***** Input

PR #1506, opened 2016-09-06
Make AppVeyor CI for Windows work again

sschuberth:
This build the binaries and installer for now. Not running tests yet.

### DIFF
--- a/appveyor.yml
+++ b/appveyor.yml
@@ -1,56 +1,17 @@
-version: 1.0.{build}
-init:
-- cmd: >-
-    set REPO_DIR=%cd%
-
-
-    mkdir %BASHROOT%
-
-    cd %BASHROOT%
-
-
-    curl -LOk https://github.com/git-for-windows/git/releases/download/v2.6.2.windows.1/PortableGit-2.6.2-64-bit.7z.exe
-
-
-    7z x PortableGit-2.6.2-64-bit.7z.exe > nul
-
-
-    mkdir c:\go15
-
-    cd \go15
-
-
-    curl -LO https://storage.googleapis.com/golang/go1.5.1.windows-amd64.zip
-
-    unzip -o go1.5.1.windows-amd64.zip > nul
-
-
-    set PATH=%BASHROOT%\bin;%GOROOT%\bin;%PATH%
-
-
-    cd %REPO_DIR%
-environment:
-  GOROOT: c:\go15\go
-  BASHROOT: c:\bash2
 install:
-- cmd: 
+  - cinst InnoSetup -y
+  - set PATH="C:\Program Files (x86)\Inno Setup 5";%PATH%
+
 build_script:
-- cmd: >-
-    mkdir src\github.com\github
+  - bash -c 'GOARCH=386 script/bootstrap'
+  - mv bin\git-lfs git-lfs-x86.exe
+  - bash -c 'GOARCH=amd64 script/bootstrap'
+  - mv bin\git-lfs git-lfs-x64.exe
 
+after_build:
+  - iscc script\windows-installer\inno-setup-git-lfs-installer.iss
 
-    mklink /J src\github.com\github\git-lfs .
-
-
-    set GOPATH=%CD%
-
-
-    go version
-
-
-    bash script\bootstrap
-
-
-    mv bin\git-lfs bin\git-lfs.exe
 artifacts:
-- path: bin\git-lfs.exe
+  - path: git-lfs-x86.exe
+  - path: git-lfs-x64.exe
+  - path: git-lfs-windows-*.exe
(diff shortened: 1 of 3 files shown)


script/bootstrap
```diff
@@ -1,9 +1,10 @@
 #!/usr/bin/env bash
 set -e
 
-# Only set GOPATH on non-Windows platforms as Windows can't do the symlinking
-# that we need.
-if [ -z "$GOPATH" ] && uname -s | grep -vq "_NT-"; then
+# Tell MSYS to really create symbolic links.
+export MSYS=winsymlinks:nativestrict
```
ttaylorr: Are you able to do this from within the `appveyor.yml`?

sschuberth: I guess so, but then calling script/bootstrap on a local Windows developer machine (from Git Bash) would not properly work unless that variable is already set.

sschuberth: If you feel better about it, I can limit setting that variable to Windows...

appveyor.yml
```diff
@@ -1,56 +1,17 @@
-version: 1.0.{build}
```
ttaylorr: Do we still need this `version`?

script/fmt
```diff
@@ -6,7 +6,7 @@ hash goimports 2>/dev/null && {
 }
 
 # don't run gofmt in these directories
-ignored=(/bin/ /docs/ /log/ /man/ /tmp/ /vendor/ /rpm/ /docker/ /debian/)
+ignored=(/bin/ /docs/ /log/ /man/ /tmp/ /vendor/ /rpm/ /docker/ /debian/ /src/)
```
ttaylorr: Is this `src/` directory used by AppVeyor as a workspace to build the Windows installer? If so, perhaps it would be good to document this above:

```bash
# don't run gomt in these directories...
#  - `src/`: used by AppVeyor to ...
```

ttaylorr:
This is looking good. I left a few minor comments, mostly me asking questions about how AppVeyor works 😅 .

One thing to note is that this won't generate signed releases of Git LFS that we can upload as our official Windows installer. I don't think this is a problem for now, since getting some sort of test harness in place for verifying that the Windows installer builds correctly is definitely a step forward.

I'd love to look into how we could get AppVeyor to sign our releases for us in the future, since that's definitely something that we'd like to do.

appveyor.yml
sschuberth: IMO it's not needed (I believe it's only used in AppVeyor's web interface to refer to the builds), and it's wrong anyway.

script/bootstrap
ttaylorr: Ah, good idea. If we're in a Windows environment while running `script/bootstrap`, _then_ we can set `$MSYS`.

script/fmt
sschuberth: No, this is the src directory that is created by script/bootstrap, i.e. it's Golang related.

script/bootstrap
sschuberth: Right. I'll simply re-use parts of the existing check for that.

script/fmt
ttaylorr: Ack! I forgot that we do that as a part of our bootstrap process. OK, this is 👍

sschuberth:
> One thing to note is that this won't generate signed releases of Git LFS that we can upload as our official Windows installer.

The Inno Setup compiler `iscc` supports the `/S` option to specify a signing tool, so I guess that should be easy to add.

sschuberth:
I've pushed another version that only exports the MSYS (and now also CYGWIN) variable on Windows.

ttaylorr:
Thanks for being so quick to respond to my comments! I'm going to wait for the tests to pass and then merge this to master and test it out.

sschuberth:
Please do not merge yet,  there's a small bug I'll fix from home in an hour or so!

sschuberth:
Fixed, see the AppVeyor artifacts at https://ci.appveyor.com/project/sschuberth/git-lfs/build/1.0.19/artifacts

ttaylorr:
Hooray! https://ci.appveyor.com/project/git-lfs/git-lfs/build/artifacts

sschuberth:
Interesting, why's this at *git-lfs/git-lfs* and not at https://ci.appveyor.com/project/github/git-lfs/build/artifacts?

ttaylorr:
We're planning to move to https://github.com/git-lfs soon anyway.

sschuberth:
Also, looking at https://github.com/github/git-lfs/pull/1505 it seems two AppVeyor builds get kicked off, *continuous-integration/appveyor/branch* and *continuous-integration/appveyor/pr*. Is this intended?

ttaylorr:
Good catch. I enabled the "Do not build feature branches with open Pull Requests" option.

**********

Output the records verbatim, from the first line to the last.

PR #1506, opened 2016-09-06
Make AppVeyor CI for Windows work again

sschuberth:
This build the binaries and installer for now. Not running tests yet.

### DIFF
--- a/appveyor.yml
+++ b/appveyor.yml
@@ -1,56 +1,17 @@
-version: 1.0.{build}
-init:
-- cmd: >-
-    set REPO_DIR=%cd%
-
-
-    mkdir %BASHROOT%
-
-    cd %BASHROOT%
-
-
-    curl -LOk https://github.com/git-for-windows/git/releases/download/v2.6.2.windows.1/PortableGit-2.6.2-64-bit.7z.exe
-
-
-    7z x PortableGit-2.6.2-64-bit.7z.exe > nul
-
-
-    mkdir c:\go15
-
-    cd \go15
-
-
-    curl -LO https://storage.googleapis.com/golang/go1.5.1.windows-amd64.zip
-
-    unzip -o go1.5.1.windows-amd64.zip > nul
-
-
-    set PATH=%BASHROOT%\bin;%GOROOT%\bin;%PATH%
-
-
-    cd %REPO_DIR%
-environment:
-  GOROOT: c:\go15\go
-  BASHROOT: c:\bash2
 install:
-- cmd: 
+  - cinst InnoSetup -y
+  - set PATH="C:\Program Files (x86)\Inno Setup 5";%PATH%
+
 build_script:
-- cmd: >-
-    mkdir src\github.com\github
+  - bash -c 'GOARCH=386 script/bootstrap'
+  - mv bin\git-lfs git-lfs-x86.exe
+  - bash -c 'GOARCH=amd64 script/bootstrap'
+  - mv bin\git-lfs git-lfs-x64.exe
 
+after_build:
+  - iscc script\windows-installer\inno-setup-git-lfs-installer.iss
 
-    mklink /J src\github.com\github\git-lfs .
-
-
-    set GOPATH=%CD%
-
-
-    go version
-
-
-    bash script\bootstrap
-
-
-    mv bin\git-lfs bin\git-lfs.exe
 artifacts:
-- path: bin\git-lfs.exe
+  - path: git-lfs-x86.exe
+  - path: git-lfs-x64.exe
+  - path: git-lfs-windows-*.exe
(diff shortened: 1 of 3 files shown)


script/bootstrap
```diff
@@ -1,9 +1,10 @@
 #!/usr/bin/env bash
 set -e
 
-# Only set GOPATH on non-Windows platforms as Windows can't do the symlinking
-# that we need.
-if [ -z "$GOPATH" ] && uname -s | grep -vq "_NT-"; then
+# Tell MSYS to really create symbolic links.
+export MSYS=winsymlinks:nativestrict
```
ttaylorr: Are you able to do this from within the `appveyor.yml`?

sschuberth: I guess so, but then calling script/bootstrap on a local Windows developer machine (from Git Bash) would not properly work unless that variable is already set.

sschuberth: If you feel better about it, I can limit setting that variable to Windows...

appveyor.yml
```diff
@@ -1,56 +1,17 @@
-version: 1.0.{build}
```
ttaylorr: Do we still need this `version`?

script/fmt
```diff
@@ -6,7 +6,7 @@ hash goimports 2>/dev/null && {
 }
 
 # don't run gofmt in these directories
-ignored=(/bin/ /docs/ /log/ /man/ /tmp/ /vendor/ /rpm/ /docker/ /debian/)
+ignored=(/bin/ /docs/ /log/ /man/ /tmp/ /vendor/ /rpm/ /docker/ /debian/ /src/)
```
ttaylorr: Is this `src/` directory used by AppVeyor as a workspace to build the Windows installer? If so, perhaps it would be good to document this above:

```bash
# don't run gomt in these directories...
#  - `src/`: used by AppVeyor to ...
```

ttaylorr:
This is looking good. I left a few minor comments, mostly me asking questions about how AppVeyor works 😅 .

One thing to note is that this won't generate signed releases of Git LFS that we can upload as our official Windows installer. I don't think this is a problem for now, since getting some sort of test harness in place for verifying that the Windows installer builds correctly is definitely a step forward.

I'd love to look into how we could get AppVeyor to sign our releases for us in the future, since that's definitely something that we'd like to do.

appveyor.yml
sschuberth: IMO it's not needed (I believe it's only used in AppVeyor's web interface to refer to the builds), and it's wrong anyway.

script/bootstrap
ttaylorr: Ah, good idea. If we're in a Windows environment while running `script/bootstrap`, _then_ we can set `$MSYS`.

script/fmt
sschuberth: No, this is the src directory that is created by script/bootstrap, i.e. it's Golang related.

script/bootstrap
sschuberth: Right. I'll simply re-use parts of the existing check for that.

script/fmt
ttaylorr: Ack! I forgot that we do that as a part of our bootstrap process. OK, this is 👍

sschuberth:
> One thing to note is that this won't generate signed releases of Git LFS that we can upload as our official Windows installer.

The Inno Setup compiler `iscc` supports the `/S` option to specify a signing tool, so I guess that should be easy to add.

sschuberth:
I've pushed another version that only exports the MSYS (and now also CYGWIN) variable on Windows.

ttaylorr:
Thanks for being so quick to respond to my comments! I'm going to wait for the tests to pass and then merge this to master and test it out.

sschuberth:
Please do not merge yet,  there's a small bug I'll fix from home in an hour or so!

sschuberth:
Fixed, see the AppVeyor artifacts at https://ci.appveyor.com/project/sschuberth/git-lfs/build/1.0.19/artifacts

ttaylorr:
Hooray! https://ci.appveyor.com/project/git-lfs/git-lfs/build/artifacts

sschuberth:
Interesting, why's this at *git-lfs/git-lfs* and not at https://ci.appveyor.com/project/github/git-lfs/build/artifacts?

ttaylorr:
We're planning to move to https://github.com/git-lfs soon anyway.

sschuberth:
Also, looking at https://github.com/github/git-lfs/pull/1505 it seems two AppVeyor builds get kicked off, *continuous-integration/appveyor/branch* and *continuous-integration/appveyor/pr*. Is this intended?

ttaylorr:
Good catch. I enabled the "Do not build feature branches with open Pull Requests" option.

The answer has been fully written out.